## Work instructions
Go over the lines below, and when one contains the word "linking", copy it.

## Provided data
*****

Issue #355, opened 2018-03-11
ORCID support


mpacer:
We should have some way for authors to designate themselves with an ORCID that we link to in the pdf and the html, this will require changing the templates as well as the information that we extract from the rst's header.

@FatihAkici This is a more complicated feature to implement than in #353, so you should tackle that one first. Completing this should give you a better idea about the templating system and the way that metadata is collected from the documents and stored.

mepa:
@stargaser, @deniederhut, should this issue be closed now that MR #532 has implemented the capability for authors to link their ORCID in the html? Or is this waiting on linking in the pdf also?

deniederhut:
Good question - I don't remember if there were links on the HTML renders or not.

Related question, was this also implemented for slides and posters? No one submitted an orcid with their slides, but that doesn't mean that it wasn't possible. 
ivan-marroquin <notifications@github.com> wrote:
“@stargaser, @deniederhut, should this issue be closed now that MR #532 has implemented the capability for authors to link their ORCID in the html? Or is this waiting on linking in the pdf also?”

stargaser:
For the papers, as I recall, we decided not to implement linking in the PDFs, and that a link on the HTML page for each paper was sufficient.

I don't know if the ORCID infrastructure will work for slides and posters.

deniederhut:
Okay so it sounds like there is still work to do on this ticket for the slides and posters.
ivan-marroquin <notifications@github.com> wrote:
“For the papers, as I recall, we decided not to implement linking in the PDFs, and that a link on the HTML page for each paper was sufficient.

I don't know if the ORCID infrastructure will work for slides and posters.”

PR #513, opened 2019-07-16
Poster for The PyData Weaver

henrykironde:
Submitting Poster pdf


presentations/posters/pydataweaver/info.json
```diff
@@ -0,0 +1,27 @@
+{
+  "authors": [
+    {
+      "name": "Henry Senyondo",
+      "orcid": "0000-0001-7105-5808",
```
deniederhut: Sorry, we don't currently support orcid (see https://github.com/scipy-conference/scipy_proceedings/issues/355). Could I ask you to update your info.json so that it looks like the example?

deniederhut (changes requested):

*****

## Task response
@stargaser, @deniederhut, should this issue be closed now that MR #532 has implemented the capability for authors to link their ORCID in the html? Or is this waiting on linking in the pdf also?
“@stargaser, @deniederhut, should this issue be closed now that MR #532 has implemented the capability for authors to link their ORCID in the html? Or is this waiting on linking in the pdf also?”
For the papers, as I recall, we decided not to implement linking in the PDFs, and that a link on the HTML page for each paper was sufficient.
“For the papers, as I recall, we decided not to implement linking in the PDFs, and that a link on the HTML page for each paper was sufficient.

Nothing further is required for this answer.